# EXERCISE DESCRIPTION:
Set down the line that has "Still has memory" and each line beneath it, through the last line of the entries, exactly and with no others.

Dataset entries
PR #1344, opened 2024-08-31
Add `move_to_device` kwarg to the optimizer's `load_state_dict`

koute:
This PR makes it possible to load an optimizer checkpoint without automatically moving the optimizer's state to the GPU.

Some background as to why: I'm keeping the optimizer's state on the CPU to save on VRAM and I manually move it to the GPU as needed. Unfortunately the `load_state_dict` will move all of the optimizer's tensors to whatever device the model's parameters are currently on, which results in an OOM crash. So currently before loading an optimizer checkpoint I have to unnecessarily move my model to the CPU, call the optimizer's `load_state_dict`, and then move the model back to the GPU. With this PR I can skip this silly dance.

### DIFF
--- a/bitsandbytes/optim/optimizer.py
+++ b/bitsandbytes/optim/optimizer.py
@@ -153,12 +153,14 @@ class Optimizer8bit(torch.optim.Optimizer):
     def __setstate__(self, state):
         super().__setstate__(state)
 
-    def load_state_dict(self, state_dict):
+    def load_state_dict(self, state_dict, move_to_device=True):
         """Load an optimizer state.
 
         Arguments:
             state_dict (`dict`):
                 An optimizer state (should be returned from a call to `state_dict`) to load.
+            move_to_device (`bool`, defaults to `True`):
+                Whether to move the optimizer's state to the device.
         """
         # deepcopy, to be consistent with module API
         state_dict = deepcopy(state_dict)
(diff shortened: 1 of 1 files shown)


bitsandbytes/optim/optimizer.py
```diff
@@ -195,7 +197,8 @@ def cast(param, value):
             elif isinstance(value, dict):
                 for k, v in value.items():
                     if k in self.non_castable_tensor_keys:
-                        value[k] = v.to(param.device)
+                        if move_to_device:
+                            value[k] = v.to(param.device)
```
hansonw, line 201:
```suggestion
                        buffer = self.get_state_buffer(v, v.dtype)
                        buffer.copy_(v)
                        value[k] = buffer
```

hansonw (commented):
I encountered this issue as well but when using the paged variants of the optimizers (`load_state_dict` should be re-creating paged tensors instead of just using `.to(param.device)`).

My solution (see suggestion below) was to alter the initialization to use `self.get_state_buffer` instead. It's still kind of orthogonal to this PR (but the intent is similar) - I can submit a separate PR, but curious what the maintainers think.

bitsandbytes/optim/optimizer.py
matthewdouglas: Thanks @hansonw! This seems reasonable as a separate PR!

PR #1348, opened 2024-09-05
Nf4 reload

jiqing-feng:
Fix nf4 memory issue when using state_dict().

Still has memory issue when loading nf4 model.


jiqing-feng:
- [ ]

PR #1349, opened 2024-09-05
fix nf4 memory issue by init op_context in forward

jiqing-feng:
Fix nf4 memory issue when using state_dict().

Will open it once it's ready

# SOLUTION FOR THIS TASK:
Still has memory issue when loading nf4 model.


jiqing-feng:
- [ ]

PR #1349, opened 2024-09-05
fix nf4 memory issue by init op_context in forward

jiqing-feng:
Fix nf4 memory issue when using state_dict().

Will open it once it's ready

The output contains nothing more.